And I'm spent. Hope everyone who reads this is doing well and cutting me slack on spelling, grammar and class. Cause we all know I'm in a class all by myself. . . so quite asking if you can cut into my one-man line.

To shower
To bed
To do it all again

11.11.2008

Hmm

I just read a little bit of what I posted the other night. Scared myself by realizing that I wasn't even drinking for that one. Guess I really was that tired. Well I won't make the same mistake tonight. Work is going well and I'll be ready for the next job that starts on Sunday but it's amazing the amount of work I need to do before then. I keep justifying these long work hours to myself by citing that I must be one of the only men for the job due to my lack of house, family, dog, compost pile, hobbies and social life. . . but then a small part of me realizes what I just wrote and that it ain't quite right.

I'm very curious to know exactly how many hours I really should put on the clock each week. (And who made this magic clock that we all use to gauge our time?) And that being written, it's past my bedtime again.

Good night, and don't let the bed bugs bite because if you let them get away with it once there really is no stopping the little buggers.

11.10.2008

One Down, One Falling and One at the Ledge

Well, here I am. . . in Freeport. . . again. I spent all of February here on a single job and now I'm spending all of November here, but now I have three jobs. I initially thought the Monarch of the Seas was only coming in for a shave and a hair cut (i.e. hull prep and paint with other minor works being done) but a 1.8 million dollar refurbishment package destroyed any hope I had of an easy dry dock. Thinking about it now, I guess it would have been easy (relatively) if it hadn't been for the Sovereign of the Seas coming in on the third day of the Monarch dry dock. And I guess even those two wouldn't have been so bad if I wasn't having to run around chasing shipments for the third job of the month which is the Celebrity Infinity dry dock.

But, as usual, I regress. I suppose I could digress but that would merely imply that I recognized my aggression and was stubborn enough to merely digress rather than regress. The world's a dress. (And if you can tell me what song the last sentence is from then I greatly admire your musical choices. . . and there might be points for you.)

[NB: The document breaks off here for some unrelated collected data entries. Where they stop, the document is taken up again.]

Issue #28, opened 2019-03-01
Set up password retrieval via email for admin users


reginafcompton:
This issue will complete the remaining portions of 3.1 in the SOW.

beamalsky:
What do you think new users should be prohibited from doing until they verify their email?

reginafcompton:
My inclination would be to prohibit them from logging into the site...

But, on the other hand, perhaps we should allow users to signup *without an email*? Maybe we should check with UCD about user data expectations – will they need email addresses for admin users for any reason?

beamalsky:
What's the reason to allow users to skip entering an email? Users wouldn't have a way to reset their own passwords, and for what it's worth the PLDP requires an email attached to new studies.

reginafcompton:
A couple thoughts: (1) I think we can safely assume that all users will have an email (is that right?), and (2) I suppose we should not collect email addresses, unless we have a need for them.

With that said, the two reasons you give above strongly argue in favor of requiring an email. (It would be annoying if UCD or DataMade had to provide assistance with password resets, for users who did not provide email addresses.)

Further thoughts?

beamalsky:
I think password reset functionality is a need, as it's part of the scope! For the PLDP agencies we don't need to have an auto-populated email field (and in any case it should be change-able when that form is filled out), but it would be nice.

reginafcompton:
All right! Email shall be a required field for signup. 

...back to the comment above: what do think about prohibiting users from logging in, until they verify their email? It's straightforward way to ensure they provided a valid email, at the very least.

beamalsky:
That sounds good to me! I've never implemented that in Django but it seems like a pretty standard use case.

PR #33, opened 2019-03-04
Create user login and signup

beamalsky:
Addresses #33:

- Creates user login and logout pages
- Creates user creation view (`accounts/signup`) with Agency dropdown
- Sets permissions that user must be logged in to create, edit, or run, surveys
- For now, sets default logged in users as superusers. This will be changed in a separate PR once we talk to UCD about who should have permission to do what.


justspacesapp/views.py
```diff
@@ -30,3 +35,23 @@ class SurveyList(ListView):
     model = FormEntry
     template_name = "survey_list.html"
     context_object_name = 'surveys'
+
+class Signup(FormView):
```
reginafcompton: Do we need to expose a URL for Signup in the sidebar?

justspacesapp/views.py
```diff
@@ -30,3 +35,23 @@ class SurveyList(ListView):
...
+    template_name = "registration/signup.html"
+    form_class = JustSpacesUserCreationForm
+    success_url = '/'
+
+    def post(self, request):
+        superuser = JustSpacesUser(is_superuser=True)
+        form = self.form_class(request.POST, instance=superuser)
+        print("Here is the form:")
```
reginafcompton: Can we strike these print statements?

justspacesapp/urls.py
```diff
@@ -5,32 +5,41 @@
...
+from django.contrib.auth.decorators import login_required, permission_required
 from justspacesapp.views import AgencyCreate, LocationCreate, StudyCreate, \
-                                SurveyList
+                                SurveyList, Signup
 import fobi.views
 
 urlpatterns = [
     url(r'^$',
-        SurveyList.as_view(),
+        login_required(SurveyList.as_view()),
```
reginafcompton: It seems like, eventually, we'll want the home view to be a friendly public-facing page, e.g., something we build in Part 2. Can we name this URL "login"? Then, we can avoid having to edit this later on.

justspacesapp/views.py
```diff
@@ -30,3 +35,23 @@ class SurveyList(ListView):
...
+        print(form)
+        if form.is_valid():
+            form.save()
+            username = form.cleaned_data.get('username')
+            raw_password = form.cleaned_data.get('password1')
+            user = authenticate(username=username, password=raw_password)
+            login(request, user)
+            return redirect('home')
```
reginafcompton: I'd prefer that users do not get automatically logged into the site. Let's redirect to login.

Note! I also think we want users who sign-up to verify their accounts via email. I modified the relevant issue accordingly: https://github.com/datamade/just-spaces/issues/28

Do you agree?

justspacesapp/templates/registration/signup.html
```diff
@@ -0,0 +1,10 @@
+{% extends 'base.html' %}
+
+{% block content %}
+  <h2>Sign up</h2>
+  <form method="post">
+    {% csrf_token %}
+    {{ form.as_p }}
```
reginafcompton: Currently, form errors do not get logged clearly: mainly, they appear in black, within a bulleted list. It would be best if the error message and corresponding form field appears in red.

You can do this several ways. (Though...we still need to decide if we want the browser to handle validating required fields.) Can you plan to implement a solution when you work on site design, this week?

justspacesapp/views.py
beamalsky: yes!

justspacesapp/views.py
beamalsky: also yes!

justspacesapp/views.py
beamalsky: Sure! I'll comment in the issue.

justspacesapp/templates/registration/signup.html
beamalsky: Definitely!

justspacesapp/urls.py
beamalsky: I'm intending this as a placeholder home page to use until we have the public-facing site views. I already have a url named login (`accounts/login`). I've changed the login view redirect to `survey-list` and added a comment to the home view. Does that address your concern here?

justspaces/settings.py
```diff
@@ -138,7 +138,7 @@
 STATIC_ROOT = os.path.join(BASE_DIR, 'static')
 STATIC_URL = '/static/'
 
-LOGIN_REDIRECT_URL = 'home'
+LOGIN_REDIRECT_URL = 'survey-list'
```
reginafcompton: I think this makes the most sense! (Later, we'll need to decide if this redirect should be to "editable" or "run-able" surveys.)

justspacesapp/urls.py
reginafcompton: yes!

Issue #55, opened 2019-03-13
Initiate app structure for public-facing analyses


reginafcompton:
@jeancochrane has [an R&D day scheduled for March 15](https://github.com/datamade/ops/issues/593). During this time she will:

* initiate an app for the public-facing dimension of Just Spaces: the app structure will a integrate a Babel, a JS compiler 
* refactor the less-precisely-named app `justspacesapp`

reginafcompton:
Ready to close! Thanks @jeancochrane and @beamalsky

Issue #29, opened 2019-03-04
Populate database with Clark Park and Porch survey examples


reginafcompton:
Create Clark Park and Porch surveys (using the current interface). 

This may require adding more form elements, so the surveys can reflect PLDP.

beamalsky:
Fields from the PLDP survey model that should eventually be implemented as form elements:

- [ ] location
- [ ] study
- [ ] time_start _use default time plugin to start_
- [ ] time_stop _use default time plugin to start_
- [ ] time_character _use default text plugin to start_
- [ ] representation _use default dropdown plugin to start_
- [ ] microclimate _use default text plugin to start_
- [ ] temperature_c _use default temp (?) plugin to start_
- [ ] method _use default dropdown plugin to start_

beamalsky:
Update: Clark Park and Porch surveys are built out on https://justspaces.datamade.us/ as examples! This should give us a good tool to talk through next steps with UCD. In particular, I'd like to talk to them about how closely they'd like to stick to the PLDP. I didn't end up needing to implement any of the above form elements for these sample surveys.

PR #57, opened 2019-03-15
Rename 'justspacesapp' to 'surveys'

jeancochrane:
## Overview

Rename the backend survey-collector app from `justspacesapp` to `surveys`.

### Notes

Unfortunately, doing this kind of app renaming can seriously mess with migrations. See: https://gist.github.com/jamesmfriedman/6168003

The way I got around this was simply by dropping and recreating the database following the instructions in the README. If we need to preserve data in the staging database, we can do something a little bit more sophisticated (dump out relevant data and reimport it), but it'd be nice to be able to skip that and save time if we can.

## Testing Instructions

 * Drop and recreate your database following the instructions in the README
 * Run `python manage.py test` and confirm that tests pass
 * Run `python manage.py runserver` and confirm that the app loads properly at localhost:8000
 * Run `grep -iRF "justspacesapp" --exclude-dir .git .` and confirm there are no references to the old app name in the code 

Connects #55


reginafcompton:
@jeancochrane - terrific! Thanks for making these adjustments.

For the database, the database on the staging site has some data, which we'd like to preserve. [See this issue.](https://github.com/datamade/just-spaces/issues/29)

It should not be too difficult to preserve select tables, since Bea prepared a data dump (versioned at the root of the `justspaces` project). Locally, I managed to restore the tables we need by doing the following.

1. In the original database, [find tables with data, which we need to dump and restore.](https://stackoverflow.com/questions/2596670/how-do-you-find-the-row-count-for-all-your-tables-in-postgres)
```
SELECT nspname AS schemaname,relname,reltuples
FROM pg_class C
LEFT JOIN pg_namespace N ON (N.oid = C.relnamespace)
WHERE
    nspname NOT IN ('pg_catalog', 'information_schema') AND
    relkind='r'
ORDER BY reltuples DESC;
```

```
 public     | spatial_ref_sys                               |      5435
 public     | countries_plus_country                        |       252
 public     | languages_plus_language                       |       184
 public     | auth_permission                               |       148
 public     | fobi_formelemententry                         |        44
 public     | django_migrations                             |        44
 public     | django_content_type                           |        37
 public     | fobi_formentry                                |         2
 public     | django_session                                |         2
 public     | justspacesapp_justspacesuser                  |         2
 public     | pldp_agency                                   |         1
...
```

2. Drop the old database, and make a new one. Run the new migrations.

3. Create a superuser.

4. Restore the tables we need from the versioned data dump. [(See table option)](https://www.postgresql.org/docs/current/app-pgdump.html)

```
pg_restore --data-only -d just-spaces -pldp_agency -t spatial_ref_sys -t countries_plus_country -t languages_plus_language -t fobi_formentry just-spaces.dump

# We can restore this table only after restoring `fobi_formentry`
pg_restore --data-only -d just-spaces -fobi_formelemententry just-spaces.dump
```

Jean, I'd love your thoughts on this! I also think we should touch base with @beamalsky as well.

beamalsky:
This method looks good to me, thank you for documenting @reginafcompton! Creating the two sample surveys on the current site took me about 45 min, so if this restoration gets gnarly for some reason it may be faster to just drop and recreate.

jeancochrane:
Alright, this has been deployed! I went ahead and did the database surgery myself @beamalsky -- let me know if anything looks off to you.

beamalsky:
Looks great, thank you @jeancochrane !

Anywho, by now you've probably found typos, hippos and other general poes in this little opus. Even though it's before midnight and I slept in this morning (8am BABY) I still find my eyelids to be mysteriously heavy. . . hence the hippos I guess. There's not enough hours in the day to do every little thing that my employers wish for me to do and there's certainly not enough motivation for me to master the manipulation of time in order to create enuf time for me to do more work.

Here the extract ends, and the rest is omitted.